A revista íntima de funcionários, medida de segurança utilizada por algumas empresas, continua polêmica e rendendo diversos processos no Judiciário brasileiro. Em recente decisão, o TST (Tribunal Superior do Trabalho) reconheceu o direito à indenização de uma ex-funcionária de empresa de transporte de valores. A trabalhadora alegou que era submetida, diariamente, por duas vezes, à revista íntima em seu trabalho, na presença de outras funcionárias. Disse ainda que, durante essas circunstâncias, a funcionária encarregada de tal revista tecia comentários jocosos a seu respeito. Por conta disso, a ex-funcionária pleiteou o pagamento de indenização por danos morais.

A prática de revista íntima é condenada expressamente, no caso de mulheres, pela lei 9.799/99, que introduziu o artigo 373-A, da CLT (Consolidação das Leis Trabalhistas). O inciso VI proíbe que o empregador proceda à revista íntima nas empregadas e funcionárias.

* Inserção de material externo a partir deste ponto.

PR #4140, opened 2019-11-07
Use the latest Python version to build the documentation

Gallaecio:


kmike:
I think we need to use the same Python version as we configure on readthedocs here. Is the plan to update readthedocs to use Python 3.8 then, is it possible?

Gallaecio:
Indeed, we should use the same. [It seems possible](https://docs.readthedocs.io/en/latest/config-file/v2.html#python-version).

.readthedocs.yml
```diff
@@ -0,0 +1,7 @@
+version: 2
+sphinx:
+  configuration: docs/conf.py
+python:
+  version: 3.8
+  install:
+    - requirements: docs/requirements.txt
```
Gallaecio: Only merge after #4169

A condenação do TST significa uma evolução, não apenas do direito em si, mas também do trabalhador que não pode aceitar qualquer constrangimento que desrespeite sua dignidade e intimidade. A prática é lesiva e existem inúmeras formas, com ajuda tecnológica, para obtenção de segurança no ambiente de trabalho.

O TST, no caso citado, modificou o entendimento da sentença proferida pela 25ª Vara do Trabalho do Rio de Janeiro, bem como do acórdão do Tribunal Regional do Trabalho da 1ª Região, que manteve a decisão de primeira instância. Ou seja, a pretensão foi indeferida em primeira instância.

A autora, inconformada com a decisão, recorreu ao Tribunal Regional do Trabalho que, ao analisar o recurso, concordou com o entendimento proferido pela vara de origem, o qual considerou que não constitui nenhuma violação à intimidade a revista íntima realizada por pessoa do mesmo sexo. Considerou ainda que, em primeira instância, a prova testemunhal produzida não deixou evidência de que a prática da revista tenha gerado qualquer comentário indecoroso a respeito da trabalhadora. Esses argumentos foram fortemente afastados pelo Tribunal Superior do Trabalho, competente para analisar o recurso de revista interposto pela ex-funcionária. Para o relator do acórdão, ministro Barros Levenhagen, o caso dos autos traduz-se em evidente abuso do poder diretivo do empregador, pois, embora lhe caiba dirigir e fiscalizar a prestação pessoal de serviço, não pode exceder-se no exercício desse poder a ponto de atingir os valores íntimos da pessoa humana.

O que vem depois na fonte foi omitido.